Q: How often is NDSU talking to the ag tech and ag industry about what’s happening in the classroom?
A: Constantly. That’s the whole notion of agricultural extension and agricultural research. Because we’re an applied science field, we have to be responsive to our consumers who are the farmers and ranchers and not just in North Dakota but this region and the nation.
If we’re not in touch with our producers and our consumers on an international basis, we fail very quickly. That is core and central to what we do as a research university. Ag research is being in constant day to day communication with the people who are going to grow the crops and the people who are going to harvest the crops … and the consumers we’re selling the crops to.
Q: The general public doesn’t know about the leading experts you have on the faculty. Talk about some of those leading experts you have on staff.
A: A great example is that we have a researcher who is studying wheat diseases that won’t be in the United States for five to six more years. Those diseases are already very visible in Africa. Why she’s studying in Africa is that she has to have the solution to those diseases before they get to the U.S. half a decade from now because our industry can’t afford the loss of productivity when that particular disease comes to the United States. It will come to the United States so we have to be prepared for that with a solution.
Q: Why is now the right time to do this?
A: I hate to over utilize the analogy of a perfect alignment of the stars. We have an industry that needs it. We have an emerging statewide focus and priority on a technological solution, particularly, and most visibly through UAS and one of the national test sites that we’ve already established. We have business leader support for the initiative and things it’s trying to accomplish. I think sometimes, we get too wrapped up in the Grand Sky part and forget that it’s just a tool for getting us down the road to a level of discoveries and applied utilization of technology that doesn’t exist right now.

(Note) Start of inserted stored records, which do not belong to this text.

PR #9092, opened 2025-08-12
Begin to refactor test_LoadImage to use SharedShaders

bejado:
This updates _LoadImageTest.UpdateImage2D_ to use `SharedShaders`.

- Update `SharedShaders` to support different sampler types
- Add a `Builder` to `ScreenshotParams`
- Allow forcing an alpha value when comparing screenshots

### DIFF
--- a/filament/backend/test/ImageExpectations.cpp
+++ b/filament/backend/test/ImageExpectations.cpp
@@ -36,14 +36,16 @@
 namespace test {
 
 ScreenshotParams::ScreenshotParams(int width, int height, std::string fileName,
-        uint32_t expectedHash, bool isSrgb, int numAllowedDeviations, int pixelMatchThreshold)
+        uint32_t expectedHash, bool isSrgb, int numAllowedDeviations, int pixelMatchThreshold,
+        std::optional<float> forceAlphaValue)
     : mWidth(width),
       mHeight(height),
       mIsSrgb(isSrgb),
       mExpectedPixelHash(expectedHash),
       mFileName(std::move(fileName)),
       mAllowedPixelDeviations(numAllowedDeviations),
-      mPixelMatchThreshold(pixelMatchThreshold) {}
+      mPixelMatchThreshold(pixelMatchThreshold),
+      mForceAlphaValue(forceAlphaValue) {}
 
 int ScreenshotParams::width() const {
     return mWidth;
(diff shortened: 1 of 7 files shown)


filament/backend/test/SharedShaders.cpp
```diff
@@ -158,9 +158,19 @@ layout(binding = 0, set = 0) uniform Params {
 } params;
 )";
         }
-        case ShaderUniformType::Sampler: {
+        case ShaderUniformType::Sampler2D: {
```
AndyHovingh, line 161: Note that WebGPU/WGSL does not support combined image samplers. We need to define and bind both the texture and the sampler for it and use both in the call to sample the color from the texture.

In pure WGSL it is:
```
...
@group(0) @binding(0) var mySampler : sampler;
@group(0) @binding(1) var myTexture : texture_2d<f32>;
...
let color = textureSample(myTexture, mySampler, uv);
```

`textureLoad` can be used to lookup data directly from a texture without a sampler.

We deal with this in our shader generation code using a SPIRV-OPT pass that splits combined image samplers (see (libs/filamat/src/GLSLPostProcessor.cpp ~line 574)[https://github.com/google/filament/blob/5daa0cfe4b9d74a489117d8df393d01540af1a0a/libs/filamat/src/GLSLPostProcessor.cpp#L574]: `optimizer->RegisterPass(CreateSplitCombinedImageSamplerPass());` _(thanks to a lot of help from David Neto)_. We also, do some tricks to remap the bindings for them, as can be seen from the `rebindImageSamplerForWGSL(*spirv);` call below the pass. We account for this when creating bind group layouts and bind groups on the driver/backend side  _(see [filament/backend/src/webgpu/WebGPUDescriptorSetLayout.cpp ~lines 89-94](https://github.com/google/filament/blob/5daa0cfe4b9d74a489117d8df393d01540af1a0a/filament/backend/src/webgpu/WebGPUDescriptorSetLayout.cpp#L89-L94))_:
```cpp
// In WebGPU, textures and samplers are separate bindings.
/ We map the Filament binding index to two WebGPU binding indices:
// - texture: binding * 2
 // - sampler: binding * 2 + 1
wEntry.binding = fEntry.binding * 2;
entryInfo.binding = wEntry.binding;
```

I could be wrong, as I am not familiar with this side of the code, but I don't see where this is accounted for in the test shader generation. I think we need to modify the shader GLSL for the WebGPU case to handle this.

filament/backend/test/ImageExpectations.cpp
```diff
@@ -36,14 +36,16 @@
...
+        std::optional<float> forceAlphaValue)
     : mWidth(width),
       mHeight(height),
       mIsSrgb(isSrgb),
       mExpectedPixelHash(expectedHash),
       mFileName(std::move(fileName)),
       mAllowedPixelDeviations(numAllowedDeviations),
-      mPixelMatchThreshold(pixelMatchThreshold) {}
+      mPixelMatchThreshold(pixelMatchThreshold),
+      mForceAlphaValue(forceAlphaValue) {}
```
poweifeng, line 48: why is forcing an alpha value necessary?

Frankly, we have a governor and legislature who understand that this is a huge opportunity for our state and we’re uniquely positioned to pursue this opportunity. We’re one of the seven national test sites for UAS systems. We have an ability to move this initiative forward faster and we have a reason and need to because of the agricultural application. We have a capacity to because of UAS use at NDSU and research at UND as well as the microelectronics research that’s being done in this area. In fact, NDSU has been ahead on this topic well in advance of the national test bed being established. NDSU has faculty who, for years, have already been applying this technology, which is why Microsoft came to NDSU to establish the first large scale “smart farm” in the nation. We are the perfect storm but we’ve got competitors so we have to take this and run with it otherwise we might miss the opportunity and it might not ever exist again.
Q: What do you want to say to this audience about Grand Farm?
A: Our test at the end of the day is how successful are the citizens we serve. We’re not pursuing research for the sake of research. We’re pursuing research that changes people’s lives. When it comes to agriculture, it’s a real easy measuring stick. We know exactly whom we need to be serving and if our farmers and ranchers of this state are being successful, we’ve done our job. If we’re not being successful, they haven’t. We know that on a year to year, month-to-month and, often time, day-to-day basis because all we have to do is walk out the door and see what’s happening in our state agriculturally.
World Leading Research
A good example of how important NDSU is to the ag industry is to look at Neil Gudmestad, a University Distinguished Professor of Plant Pathology who’s recognized as the world’s foremost potato expert. He is NDSU’s first fully funded endowed chair, which means Gudmestad’s position and research is funded permanently through that endowment. What’s most impressive is that $6.3 million were raised from private industry to fund this endowment. The potato industry decided that Gudmestad’s research work is crucial to their work and they put their money where their mouth is.